| AVAILABLE RECORDS |
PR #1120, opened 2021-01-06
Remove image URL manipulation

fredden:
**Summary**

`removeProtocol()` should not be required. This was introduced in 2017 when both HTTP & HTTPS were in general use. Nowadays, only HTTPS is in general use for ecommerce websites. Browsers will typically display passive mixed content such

==

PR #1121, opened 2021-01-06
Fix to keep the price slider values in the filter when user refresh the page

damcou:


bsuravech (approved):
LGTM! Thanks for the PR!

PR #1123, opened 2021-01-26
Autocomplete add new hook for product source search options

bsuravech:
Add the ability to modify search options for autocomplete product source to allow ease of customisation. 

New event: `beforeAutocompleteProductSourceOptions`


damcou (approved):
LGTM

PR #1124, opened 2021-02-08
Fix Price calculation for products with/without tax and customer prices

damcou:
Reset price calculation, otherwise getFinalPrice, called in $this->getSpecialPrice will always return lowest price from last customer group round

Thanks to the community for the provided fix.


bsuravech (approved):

==

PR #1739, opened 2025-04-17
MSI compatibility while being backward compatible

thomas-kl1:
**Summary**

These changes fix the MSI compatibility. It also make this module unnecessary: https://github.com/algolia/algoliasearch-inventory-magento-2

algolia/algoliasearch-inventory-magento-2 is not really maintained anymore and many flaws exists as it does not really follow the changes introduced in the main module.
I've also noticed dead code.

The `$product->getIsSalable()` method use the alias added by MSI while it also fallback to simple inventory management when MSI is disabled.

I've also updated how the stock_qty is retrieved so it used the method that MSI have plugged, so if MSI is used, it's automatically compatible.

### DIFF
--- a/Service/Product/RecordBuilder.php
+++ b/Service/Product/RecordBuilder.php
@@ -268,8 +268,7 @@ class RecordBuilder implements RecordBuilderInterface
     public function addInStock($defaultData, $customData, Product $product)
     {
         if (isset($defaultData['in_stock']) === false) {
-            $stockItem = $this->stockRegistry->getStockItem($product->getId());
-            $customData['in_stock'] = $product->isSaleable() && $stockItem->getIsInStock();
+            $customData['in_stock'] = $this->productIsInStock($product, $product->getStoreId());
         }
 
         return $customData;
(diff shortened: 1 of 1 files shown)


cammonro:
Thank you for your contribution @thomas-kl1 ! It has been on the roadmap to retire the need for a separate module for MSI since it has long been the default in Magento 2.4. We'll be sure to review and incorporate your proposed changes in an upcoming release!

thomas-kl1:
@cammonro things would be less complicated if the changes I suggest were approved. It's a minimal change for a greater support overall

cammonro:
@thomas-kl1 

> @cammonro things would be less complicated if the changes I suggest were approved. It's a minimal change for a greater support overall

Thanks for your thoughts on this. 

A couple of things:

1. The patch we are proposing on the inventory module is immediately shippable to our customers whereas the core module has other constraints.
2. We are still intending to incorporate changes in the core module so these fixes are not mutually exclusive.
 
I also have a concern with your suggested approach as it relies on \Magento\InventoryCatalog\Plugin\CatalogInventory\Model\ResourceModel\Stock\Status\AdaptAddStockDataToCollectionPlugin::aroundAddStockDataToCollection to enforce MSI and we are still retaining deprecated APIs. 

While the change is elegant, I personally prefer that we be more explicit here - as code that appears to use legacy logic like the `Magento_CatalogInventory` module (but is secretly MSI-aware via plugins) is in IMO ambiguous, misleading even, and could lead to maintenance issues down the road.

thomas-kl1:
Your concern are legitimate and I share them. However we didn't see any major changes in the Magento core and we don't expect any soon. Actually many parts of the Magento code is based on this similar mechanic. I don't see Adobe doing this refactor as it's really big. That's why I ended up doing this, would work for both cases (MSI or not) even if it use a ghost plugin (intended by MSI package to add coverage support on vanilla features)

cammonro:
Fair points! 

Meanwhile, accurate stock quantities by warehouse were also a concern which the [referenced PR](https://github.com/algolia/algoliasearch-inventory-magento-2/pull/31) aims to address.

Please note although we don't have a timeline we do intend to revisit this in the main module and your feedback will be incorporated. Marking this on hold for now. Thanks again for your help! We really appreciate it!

| BRIEF |
Here the output must be the lines above from the line with "PR #1120, opened 2021-01-06" to the line with "mixed content such", both included, duplicated word for word and nothing else.

| RESULT FOR THIS TASK |
PR #1120, opened 2021-01-06
Remove image URL manipulation

fredden:
**Summary**

`removeProtocol()` should not be required. This was introduced in 2017 when both HTTP & HTTPS were in general use. Nowadays, only HTTPS is in general use for ecommerce websites. Browsers will typically display passive mixed content such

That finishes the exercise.